La nouvelle n’aura pas suffi à faire décoller les marchés US, qui ont ouvert stables ce vendredi après une semaine de forte hausse en pleine saison des résultats. Pourtant, les chiffres du PIB américain publiés ce matin sont bien meilleurs que prévu : 3,2 %, soit le meilleur premier trimestre depuis 2015, alors que le consensus des économistes interrogé par Dow Jones tablait plutôt sur 2,5 %. Premier facteur de hausse qui devrait satisfaire Donald Trump : les exportations ont bondi à 3,7 % sur les trois premiers mois de l’année. Pour les experts, les entreprises avaient augmenté leurs importations fin 2018 par anticipation d’une hausse des tarifs douaniers qui ne s’est pas matérialisée, d’où une nette amélioration de la tendance en début d’année.

Les investissements en stocks ont également porté le PIB mais plus globalement, les investissements fixes non résidentiels des entreprises (logiciels, R&D, équipements et structures) ont ralenti à 2,7 %, contre 5,4 %. Plus ennuyeux, les dépenses de consommation n’ont augmenté que de 0,6 % au premier trimestre contre 1,5 % fin 2018, probablement en raison de l’incertitude liée au shutdown.
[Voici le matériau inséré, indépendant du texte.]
Issue #1066, opened 2026-02-07
`serve` and `run` options cleanup


jeremyfowers:
Right now `lemonade-server serve —help` is pretty messy!

Solution: Organize options by general (host, port, etc.), llm (llamacpp args, etc.), sd, whisper, and kokoro, with nice formatting so it dooesnt look cluttered.

anditherobot:
PR: https://github.com/lemonade-sdk/lemonade/pull/2144

I couldn't find lemonade-server serve --help in the current source, so I grouped the matching options I found on lemonade run --help and lemonade load --help. Let me know if there's another command path I should target.

BillMeyerRSA:
I have other web service using FastAPI doing API keys - how can I get Lemonade server to start with custom port? I don't see option in the Management UI

anditherobot:
This issue can be closed as per  [#2144](https://github.com/lemonade-sdk/lemonade/pull/2144)
The CLI option parser (`lemonade serve --help` and `lemonade run --help`) returns categorized sections

PR #2144, opened 2026-06-08
cli: group run/load recipe options

anditherobot:
Groups the existing run/load recipe flags by backend in the CLI help output so they're easier to scan. No new flags are added.

Tests:
- cmake --build build --config Debug --target lemonade
- CLIHelpDocsConsistencyTests.test_899_run_load_recipe_options_are_grouped
- CLIHelpDocsConsistencyTests.test_900_launch_docs_match_help_text

Partially addresses #1066

### DIFF
--- a/src/cpp/server/recipe_options.cpp
+++ b/src/cpp/server/recipe_options.cpp
@@ -222,20 +222,20 @@ json RecipeOptions::get_option(const std::string& opt) const {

Et surtout, l’inflation cœur - qui exclut l’alimentation et l’énergie - n’a progressé que de 1,3 %, loin de l’objectif à 2 % de la Fed.

Pour autant, les données récentes laissent penser que la consommation devrait accélérer dans les prochains mois. La semaine dernière, les ventes au détail de mars ont ainsi progressé de 1,6 % , soit la plus forte hausse mensuelle en 18 mois. Et selon James Smith, économiste chez ING : "il y a de bonnes raisons de penser que les dépenses de consommation vont être solides dans les prochains mois. Le marché de l’emploi est fort, et avec l’émergence de pénuries de compétences dans différents secteurs, la hausse des salaires a accéléré".

Tous ces facteurs penchent donc en faveur d’un maintien du statu quo de la Fed, qui se réunit mardi et mercredi prochain et ne prévoit plus de hausse des taux en 2019. Même si inquiets de l’évolution de la conjoncture, les marchés ont pour l’instant pricé la possibilité d’une baisse des taux d’ici l’an prochain.

Et le conseiller économique Larry Kudlow a lui-même plaidé dans ce sens sur la chaîne télévisée CNBC ce matin : "le taux d’inflation continue à baisser encore et encore. Selon les porte-parole de la Fed, depuis le président et en dessous, cela pourrait ouvrir la porte à une réduction du taux cible", a-t-il déclaré. Un scénario de baisse des taux qui ferait certes les affaires de l'administration Trump, mais que Jerome Powell, le président de la Réserve Fédérale, a pourtant écarté formellement lors de sa dernière conférence de presse en mars.